[Work required] Please report every line from the material that contains the word "through".

[Data provided]
PR #552, opened 2020-11-22
hevm debug: step through the callstack using up and down arrows

MrChico:
Adds the ability to step through the callstack (actually the trace tree to be precise) by using the up and down arrow keys in debug mode.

[Output for this exercise]
hevm debug: step through the callstack using up and down arrows
Adds the ability to step through the callstack (actually the trace tree to be precise) by using the up and down arrow keys in debug mode.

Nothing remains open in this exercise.